[Problem statement] Extract every line from the records below that contains the word "without".

[Excerpted data]
PR #973, opened 2021-07-25
K'veer Update August 2021

DoobesURU:
Adds new SDL states for Atrus clothing item.

### DIFF
--- a/Scripts/SDL/Kveer.sdl
+++ b/Scripts/SDL/Kveer.sdl
@@ -59,3 +59,16 @@ VAR BOOL    kverMystLinkingBookVis[1]    DEFAULT=0 DEFAULTOPTION=VAULT
 ## Reward Clothing
 
 }
+
+STATEDESC Kveer
+{
+	VERSION 2
+
+# Boolean variables
+VAR BOOL    kverMystLinkingBookVis[1]    DEFAULT=0 DEFAULTOPTION=VAULT
+
+## Reward Clothing
+VAR BOOL    kverAtrusVis[1]              DEFAULT=0 DEFAULTOPTION=VAULT
+VAR BOOL    kverAtrusGet[1]              DEFAULT=1
+
+}
--- a/Scripts/SDL/Kveer.sdl
+++ b/Scripts/SDL/Kveer.sdl
@@ -69,5 +69,6 @@ STATEDESC Kveer
 
     ## Reward Clothing
     VAR BOOL    kverAtrusVis[1]              DEFAULT=0 DEFAULTOPTION=VAULT
+    VAR BOOL    kverAtrusGet[1]              DEFAULT=1
 
 }
--- a/Scripts/SDL/Kveer.sdl
+++ b/Scripts/SDL/Kveer.sdl
@@ -64,11 +64,11 @@ STATEDESC Kveer
 {
 	VERSION 2
 
-# Boolean variables
-VAR BOOL    kverMystLinkingBookVis[1]    DEFAULT=0 DEFAULTOPTION=VAULT
+    # Boolean variables
+    VAR BOOL    kverMystLinkingBookVis[1]    DEFAULT=0 DEFAULTOPTION=VAULT
 
-## Reward Clothing
-VAR BOOL    kverAtrusVis[1]              DEFAULT=0 DEFAULTOPTION=VAULT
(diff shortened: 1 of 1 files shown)


DoobesURU:
Since K'veer is instanced as hood and public, the clothing item has two states: one for the clickable to get the clothing and a separate one for the visibility. This is so the clothing item can be introduced later after the update and it won't disappear once the first avatar clicks on it.

Scripts/SDL/Kveer.sdl
```diff
@@ -59,3 +59,16 @@ VAR BOOL    kverMystLinkingBookVis[1]    DEFAULT=0 DEFAULTOPTION=VAULT
...
+STATEDESC Kveer
+{
+	VERSION 2
+
+# Boolean variables
+VAR BOOL    kverMystLinkingBookVis[1]    DEFAULT=0 DEFAULTOPTION=VAULT
+
+## Reward Clothing
+VAR BOOL    kverAtrusVis[1]              DEFAULT=0 DEFAULTOPTION=VAULT
+VAR BOOL    kverAtrusGet[1]              DEFAULT=1
```
Hoikas, line 72:
```suggestion
    # Boolean variables
    VAR BOOL    kverMystLinkingBookVis[1]    DEFAULT=0 DEFAULTOPTION=VAULT

    ## Reward Clothing
    VAR BOOL    kverAtrusVis[1]              DEFAULT=0 DEFAULTOPTION=VAULT
    VAR BOOL    kverAtrusGet[1]              DEFAULT=1
```

Hoikas, line 72: I don't think we want this variable (kverAtrusGet); all possible variations of K'veer may be shared with multiple players, so we don't want the clothing item to disappear for future players when a single player collects it.

DoobesURU: I mentioned this in my supplemental comment above actually. That's actually why there's two states.

In normal cases, it appears the get variable and the show/hide variable use the same SDL bool, so when you click the item to get it, it also toggles the show/hide, causing the item to disappear...which is annoying if someone grabs your clothing item before you do. An exception to this is Catherine's tunic on Myst Island...it only has the get script and no show/hide script, so it doesn't disappear when you click it.

Having the two separate bool variables will allow us to appear/disappear the clothing item separately while still allowing the xTakableClothing script to remain active.

Hoikas: Does xTakableClothing not allow for the SDL variable to be empty?

DoobesURU: > 
> 
> Does xTakableClothing not allow for the SDL variable to be empty?

I...haven't tried that. I'll check it out.

At the same time, we'd probably still want the show/hide bool so we can have it "magically" appear sometime after the big update itself, yes? Or would we rather it just be constantly on? Honestly, I'm fine with either way. 😄

Hoikas: Yeah, I think keeping the global show/hide is definitely a good thing... If we really want to change the SDL 👅

Scripts/SDL/Kveer.sdl
```diff
@@ -59,3 +59,16 @@ VAR BOOL    kverMystLinkingBookVis[1]    DEFAULT=0 DEFAULTOPTION=VAULT
...
+STATEDESC Kveer
+{
+	VERSION 2
+
+    # Boolean variables
+    VAR BOOL    kverMystLinkingBookVis[1]    DEFAULT=0 DEFAULTOPTION=VAULT
+
+    ## Reward Clothing
+    VAR BOOL    kverAtrusVis[1]              DEFAULT=0 DEFAULTOPTION=VAULT
+    VAR BOOL    kverAtrusGet[1]              DEFAULT=1
```
Hoikas, line 72: I seem to remember that this variable is no longer needed...? Should this PR be closed?

DoobesURU: Sorry I'm only just now getting back to this (finally got around to cleaning up git branches.

This is exactly how it now appears now in MOULa. In hindsight, probably should have adjusted the takable clothing script node tree, but I didn't know that was a thing until after this deed was done. 😊

Hoikas:
Merging to match MOULa. Note the spurious SDL that needs to be deleted on next revision.

PR #980, opened 2021-07-27
Fix #979.

### LINKED ISSUE #979: plVisLOSMgr does not detect avatars.
If using `plVisLOSMgr` to check the visibility of an object, the visibility check will not fire on avatars. This can be trivially observed in that Korman's lamp flares are not hidden by players; they draw on top of players instead.

Hoikas:
As it turns out, avatars are on the render level 0x0FFFFFFE. They are still opaque (Hint: `0x0FFFFFFE >> 28 == 0`) but the entire level is not zero. The bad news about this is that the yeesha hologram now counts as visible, but oh well, what can you do?


Deledrius:
The actual hologram or the retcon hologram? ;)

Hoikas:
:trollface:

Hoikas:
Merging per discussion in IRC.

PR #986, opened 2021-08-06
Fixes issue with using Great Zero Mission Scopes at the end

Hazado:
If you have someone open the Great Zero Mission room for you and you have not done both red and green calibration, you will get stuck in the mission GUI.

### DIFF
--- a/Scripts/Python/grtzMarkerScopeGUI.py
+++ b/Scripts/Python/grtzMarkerScopeGUI.py
@@ -229,8 +229,7 @@ class grtzMarkerScopeGUI(ptModifier):
         if id in self._scopes:
             if PtDetermineKIMarkerLevel() < kKIMarkerNormalLevel:
                 MarkerGameDlg.dialog.hide()
-            else:
-                MGMachineOffResp.run(self.key, netPropagate=False)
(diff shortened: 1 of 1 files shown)


Hoikas (commented):
This file is a bizarre mess of implicit state change callback soup. I'm having trouble understanding just how the GUI gets turned ON (it looks like it just gets turned OFF). So, with that in mind, if this does what it says in testing, I'm inclined to merge.

Hoikas:
I just tested master (without this change), and could not find any problems with entering and exiting the scopes without having the red and green missions. Perhaps this issue is endemic to the OU codebase?

Hazado:
Since i tested this with the huru client, im not sure why your not seeing the issue. If your character has not completed both red and green missions it should prevent you from leaving the gui when you go to the mission scopes at the end.

Hoikas:
It's working fine for me 🤷‍♂️

Hoikas:
I "completed" the green missions using `Python.Cheat GiveMeMarkerTag`, and used the machine to receive the link into the big room. After linking normally and flying through the doors, I was able to enter and exit the scopes without any issue.

Hazado:
This issue does not happen with Huru code base.

PR #988, opened 2021-08-13
Kadish Elevator Fix for bottom exclude region

Hazado:
Re-adds the bottom exclude region clear


Hoikas:

PR #989, opened 2021-08-16
Korman 0.12 Localization Stuff

Hoikas:
Adds xDynTextLoc.py, a reimplementation of xDynTextObj,py that does not use a hardcoded lookup table. Also fixes an attribute type problem in xDynaTextBoy.py.

### DIFF
--- a/Scripts/Python/xDynTextLoc.py
+++ b/Scripts/Python/xDynTextLoc.py
@@ -1,0 +1,105 @@
+# -*- coding: utf-8 -*-
+""" *==LICENSE==*
+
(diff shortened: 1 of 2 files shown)


dpogue:
For what it's worth, I don't recall any instances of xDynaTextBoy being used in Uru. It doesn't support localization or much in the way of text formatting (with newlines or stuff)

Hoikas:
It's not, but I used it in the GUI test Age to verify changes to Korman's dynamic text map handling. The incorrect attribute types completely hose the script.

Deledrius (approved):

PR #992, opened 2021-09-20
Fix PlasmaMax sound component crashes

dpogue:
I'm happy to drop the third and fourth commits if you prefer them not to be included. The fourth one in particular probably needs more investigation to figure out what to do (otoh, it happens on exit, so leaking memory maybe isn't a concern?)

### DIFF
--- a/Sources/Tools/MaxComponent/plMaxWaveUtils.cpp
+++ b/Sources/Tools/MaxComponent/plMaxWaveUtils.cpp
@@ -47,7 +47,12 @@ You can contact Cyan Worlds, Inc. by email legal@cyan.com
 SegmentMap *GetWaveSegmentMap(const MCHAR* file, plErrorMsg *pErrMsg)
 {
     CWaveFile waveFile;
-    waveFile.Open(M2ST(file), nullptr, WAVEFILE_READ);
+    const plFileName fileName = M2ST(file);
+    plFileInfo fileInfo(fileName);
+    if (!fileInfo.Exists())
+        return nullptr;
+
+    waveFile.Open(fileName, nullptr, WAVEFILE_READ);
     int numMarkers = waveFile.GetNumMarkers();
     if (numMarkers == 0)
         return nullptr;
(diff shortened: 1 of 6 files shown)


Hoikas:
The second commit looks fine to me. I'll look at the first and third in more detail when I'm next at a PC.

Sources/Tools/MaxComponent/plMaxWaveUtils.cpp
```diff
@@ -62,3 +68,23 @@ SegmentMap *GetWaveSegmentMap(const MCHAR* file, plErrorMsg *pErrMsg)
...
+        waveFile.Open(M2ST(file), nullptr, WAVEFILE_READ);
+
+        return waveFile.GetHeader().fNumChannels;
+    } else {
+        plSoundBuffer* buf = new plSoundBuffer(fileName);
+        if (buf != nullptr && buf->IsValid())
+            return buf->GetHeader().fNumChannels;
+        return 0;
+    }
+}
```
Hoikas, line 90: Newline at EOF.

Sources/Tools/MaxComponent/plMaxWaveUtils.cpp
```diff
@@ -62,3 +68,23 @@ SegmentMap *GetWaveSegmentMap(const MCHAR* file, plErrorMsg *pErrMsg)
...
+uint16_t GetWaveNumChannels(const MCHAR* file)
+{
+    const plFileName fileName = M2ST(file);
+    plFileInfo fileInfo(fileName);
+    if (!fileInfo.Exists())
+        return 0;
+
+    if (fileName.GetFileExt().compare_ni("wav", 3) == 0) {
+        CWaveFile waveFile;
+        waveFile.Open(M2ST(file), nullptr, WAVEFILE_READ);
```
Hoikas, line 81: Why not:

```suggestion
        waveFile.Open(fileName, nullptr, WAVEFILE_READ);
```

Sources/Tools/MaxExport/plExportDlg.cpp
```diff
@@ -89,7 +89,7 @@ class plExportDlgImp : public plExportDlg
 
 public:
     plExportDlgImp();
-    ~plExportDlgImp();
+    ~plExportDlgImp() { }
```
Hoikas, line 92:
```suggestion
```

Sources/Tools/MaxComponent/plAutoUIBase.cpp
```diff
@@ -59,6 +59,7 @@ plAutoUIBase::~plAutoUIBase()
 {
     if (fDesc)
     {
+#if 0
```
Hoikas, line 62: We should probably strip this commit off and figure out the real problem.

dpogue:
updated

Hoikas:
What do you see? An unmerged-but-approved PR. Fixing...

[Output for this task]
I just tested master (without this change), and could not find any problems with entering and exiting the scopes without having the red and green missions. Perhaps this issue is endemic to the OU codebase?
I "completed" the green missions using `Python.Cheat GiveMeMarkerTag`, and used the machine to receive the link into the big room. After linking normally and flying through the doors, I was able to enter and exit the scopes without any issue.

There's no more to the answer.